Collected data:

PR #1123, opened 2018-10-19
Add Sample Integration Test for SQL sample app.

dzou:
Adds integration test for the SQL sample app.

### DIFF
--- a/spring-cloud-gcp-samples/spring-cloud-gcp-sql-sample/src/main/java/com/example/WebController.java
+++ b/spring-cloud-gcp-samples/spring-cloud-gcp-sql-sample/src/main/java/com/example/WebController.java
@@ -17,7 +17,6 @@
 package com.example;
 
 import java.util.List;
-import java.util.Map;
 import java.util.stream.Collectors;
 
 import org.springframework.jdbc.core.JdbcTemplate;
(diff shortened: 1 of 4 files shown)


dzou:
@meltsufin 

To follow up on why I added application-test.properties - I saw that the [JPA sample](https://github.com/spring-cloud/spring-cloud-gcp/blob/master/spring-cloud-gcp-samples/spring-cloud-gcp-data-jpa-sample/src/test/resources/application-test.properties) uses the `spring.cloud.gcp.sql.database-name` property so I thought setting it in Travis wouldn't work since it would override the JPA sample database name.

However, this might be an argument for us to move all SQL sample tests to use a single Database, and then the database name can be set once in the Travis flag. Let me know what you think.

dzou:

• [REQUIREMENT]: Every line above has to be restated word for word.

• [EXERCISE OUTPUT]:
PR #1123, opened 2018-10-19
Add Sample Integration Test for SQL sample app.

dzou:
Adds integration test for the SQL sample app.

### DIFF
--- a/spring-cloud-gcp-samples/spring-cloud-gcp-sql-sample/src/main/java/com/example/WebController.java
+++ b/spring-cloud-gcp-samples/spring-cloud-gcp-sql-sample/src/main/java/com/example/WebController.java
@@ -17,7 +17,6 @@
 package com.example;
 
 import java.util.List;
-import java.util.Map;
 import java.util.stream.Collectors;
 
 import org.springframework.jdbc.core.JdbcTemplate;
(diff shortened: 1 of 4 files shown)


dzou:
@meltsufin 

To follow up on why I added application-test.properties - I saw that the [JPA sample](https://github.com/spring-cloud/spring-cloud-gcp/blob/master/spring-cloud-gcp-samples/spring-cloud-gcp-data-jpa-sample/src/test/resources/application-test.properties) uses the `spring.cloud.gcp.sql.database-name` property so I thought setting it in Travis wouldn't work since it would override the JPA sample database name.

However, this might be an argument for us to move all SQL sample tests to use a single Database, and then the database name can be set once in the Travis flag. Let me know what you think.

dzou:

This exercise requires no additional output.